The Manchester Odyssey, designated P. Ryl. Gr. I 53, is a codex from Roman Egypt written in Greek that was once a complete manuscript of the Odyssey by Homer. First documented in 1899 in a fragmented state, it is believed to have been written at the beginning of the 4th century AD. Since 1908, it has been a part of the John Rylands Library at the University of Manchester, England, as part of its papyri corpus. It is considered one of the earliest surviving vellum codices in existence, and as such also the oldest surviving book of The Odyssey.

== Provenance ==
The earliest documentation of the papyrus dates to the winter of 1899, as part of an acquisition by British papyrologists Arthur Surridge Hunt and Bernard Pyne Grenfell, famed for their work on documenting the Oxyrhynchus Papyri from 1896 to 1907. They acquired the work for James Lindsay, 26th Earl of Crawford in winter 1899, and two years later, it entered the Rylands collection through the purchase of the Crawford manuscript collection by Enriqueta Augustina Rylands, which was then passed on to the Library in 1908.

Hunt later catalogued the Greek papyri holdings of the Library (including this manuscript) in 1911 in the Catalogue of the Greek Papyri in the John Rylands Library, Manchester Volume I.

== Description ==
Catalogued P. Ryl. Gr. I 53, the codex is made of vellum parchment measuring 16.8 cm × 13.0 cm, and the surviving folio fragments consist of Folios 1–30 and 52–101 in varying conditions, from heavily fragmented to mostly surviving pages with holes in the middle. Quire markings — "κδ" on Folio 79 recto and "κε" on Folio 87 — combined with a standard of 29 lines of text per page, indicate that the manuscript originally consisted of 207 folios. The text is handwritten in Greek, with uncial-style formatting in brown ink with corrections done in black ink.
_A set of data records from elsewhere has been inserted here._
PR #6148, opened 2026-08-21
Use only translated locales for routes and cache warming

### LINKED ISSUE #6064: Secured_area session lifetime seams to be ignored
### Describe the issue

I've set in `config/packages/local.yaml`:

```yaml
framework:
    session:
        gc_maxlifetime: 31556952
        cookie_lifetime: 31556952

security:
    firewalls:
        secured_area:
            remember_me:
                lifetime: 31556952
```

which worked in an older Kimai release (don't know which was the last version it worked) but now it doesn't work anymore. I constantly need to login again when I do some actions in the invoice menu even though I shouldn't login for at least one year. Did something change in that area that I missed?

### I already tried

### Kimai version

2.61.0

### How do you run Kimai?

Virtual Server or alike

8.4

### Logfile

_No response_

### Screenshots

_No response_

Roshan931:
## Root cause

framework.enabled_locales contains ~300 locales, exploding translation cache warmup memory

## Changes

Changes cache warmup to only use translated locales and not all locales with subregions (which are used for data formatting.

Changes route requirements to only accept translated locales, as the ones with subregions would created cache entries during runtime.

## Details

Limit framework.enabled_locales to the 42 locales that actually ship translation files (new kimai_translated_locales parameter) instead of all ~300 known locales, and restore the explicit _locale route requirements based on %app_locales% so URL/locale handling stays exactly as before. Symfony's Translator::warmUp() keeps every warmed catalogue (including a full copy of each fallback catalogue) in memory, so 300 locales x ~1500 messages exceeded the 128 MB limit.


kevinpapst:
Thanks for the idea. Some profiling infos would be good, before and after.

Roshan931:
I profiled Symfony Translator 6.4.42 against all 616 Kimai XLIFF resources in isolated PHP 8.5.9 processes: warming 303 locales peaked at 58 MiB and failed under a 48 MiB limit, while warming the 42 translated locales peaked at 42 MiB and completed under the same limit.

kevinpapst:
I took your PR and adapted it slightly to fix a bug that was apparently existing for a longer time: you could use untranslated locales in the url, so `/en_CY/` was possible without having translations.
This could be a BC for bookmarks with such invalid locales, but its unlikely, as you could not geenrate themn with Kimai directly. 

The PR speeds up cache warmup and reduces memory usage, awesome 🎉 

And it reduces the file cache size in var/cache/ from ~53 MB to 20 MB 😮

kevinpapst:
Test failures are unrelated and fixed in #6172

kevinpapst (approved):

kevinpapst:
Thanks @Roshan931 for the suggestion 👍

Overall, the surviving texts consisted of Books XIII–XV, and Books XX–XXIV, with the end of the story being in better condition. In 1900, its owner, Lord Crawford, noted to his librarian, J. P. Edmond, that the centre of the manuscript was rotted away from damp, and that the best practice would be to lay out each leaf between glass plates. Later condition studies by Hunt in 1911 noted that some of the degraded leaves adhered to each other, with "two or three small coagulated lumps that defied treatment".

Conservation work by the National Manuscripts Conservation Trust involved stabilising and re-housing the codex. In addition, digital imaging was utilised to capture both the preserved and degraded portions of the text.

The preservation work coincided with the 2026 release of Christopher Nolan's film The Odyssey, and as part of a collaboration between Universal Pictures and the University of Manchester, the codex was put on display at press junkets in New York and London with the cast and crew, prior to exhibition at the library on 15 July 2026, two days before the world premiere of the film.